Luke 10:25-37 (NIV)

On one occasion an expert in the law stood up to test Jesus. “Teacher,” he asked, “what must I do to inherit eternal life?”

“What is written in the Law?” he replied. “How do you read it?”

He answered, “‘Love the Lord your God with all your heart and with all your soul and with all your strength and with all your mind’; and, ‘Love your neighbor as yourself.’”

“You have answered correctly,” Jesus replied. “Do this and you will live.”

But he wanted to justify himself, so he asked Jesus, “And who is my neighbor?”

In reply Jesus said: “A man was going down from Jerusalem to Jericho, when he was attacked by robbers. They stripped him of his clothes, beat him and went away, leaving him half dead. A priest happened to be going down the same road, and when he saw the man, he passed by on the other side. So too, a Levite, when he came to the place and saw him, passed by on the other side. But a Samaritan, as he traveled, came where the man was; and when he saw him, he took pity on him. He went to him and bandaged his wounds, pouring on oil and wine. Then he put the man on his own donkey, brought him to an inn and took care of him. The next day he took out two denarii and gave them to the innkeeper. ‘Look after him,’ he said, ‘and when I return, I will reimburse you for any extra expense you may have.’

“Which of these three do you think was a neighbor to the man who fell into the hands of robbers?”

The expert in the law replied, “The one who had mercy on him.”

Jesus told him, “Go and do likewise.”


    Main Idea

Over the course of this three-week series, we’ve been looking to Jesus’ teaching of “The Good Samaritan” and what it reveals to us about mercy. This week we will look specifically to what it is that the Samaritan does and how his actions are a reflection of what being “on mission” means. The Samaritan looks, meets the need in front of him, and then he gives until he feels the burden. The Samaritan’s actions help us to see that mercy is the meeting of felt needs through deeds, not simply a means to the end of evangelism. Word and deed are equally necessary as we carry out our purpose of bringing the Kingdom of God on earth as it is in heaven.


  1. One of the specific challenges we’ve been given during this series is to read Luke 10:25-37 and to sit with this story, allowing room for God to use it to change us. How has that gone for you? Is it easy for you to look to Scripture expectantly and with openness toward being shaped by it?

  2. The first thing we see the Samaritan do is look. This is an important element of the parable, as looking is the key to being a good neighbor as opposed to a bad one. However, in this distraction-filled world, it is easy to fall into a habit of avoidance rather than looking. What does this look like for you? When have you been aware that you’re more comfortable looking away from a person and their problems than facing them?

  3. Read John 3:16. Every time Jesus looked at a person, he was reminded of his mission, and this verse was his mission. Even if you’re not sure of what it could look like, or if it’s just recently been stirring in you, what kind of mission do you feel like God has placed in you? What needs do you see that you may be uniquely created to meet?
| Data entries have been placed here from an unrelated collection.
PR #157, opened 2026-08-25
Add isolated MCP integration tests

sheurich:
The suite does not boot the committed MCP server through stdio. A direct integration test can otherwise fall back to the user's configuration and conversation index.

This adds MCP tool-schema and text-search tests with temporary configuration, database, archive, projects, home, and XDG paths. The child receives no inherited `EPISODIC_MEMORY_DB_PATH`, and the search test confirms that the temporary database is used.

The 3 focused tests, build, TypeScript check, and Semgrep pass. The full upstream suite remains blocked in this checkout by the existing `test/verify.test.ts` timestamp assertion and a `better-sqlite3` worker-teardown crash under Node 24.19.0.


obra:
Thanks @sheurich! Merged to main as `8b261ea` (squashed as part of a 13-PR batch, with dist rebuilt on top). This adds genuinely isolated MCP server integration tests that spawn the built server over stdio.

  1. Zach mentions this week that, as Christians, we don’t have an excuse for not knowing what is happening in the world around us. Our biblical knowledge can and should be applied to the world we live in. What does it mean to you that Jesus came not just to take us to heaven one day, but to make on earth as it is in heaven? What role do you play in that?

  2. There is some tension around the second thing the Samaritan did, meeting the need in front of him. For some of us, that can stir a feeling that we may help in a hurtful way, but Jesus says if you see a need in front of you that you can meet, meet it. Why is it sometimes easy for us to avoid the expressed-need of someone else?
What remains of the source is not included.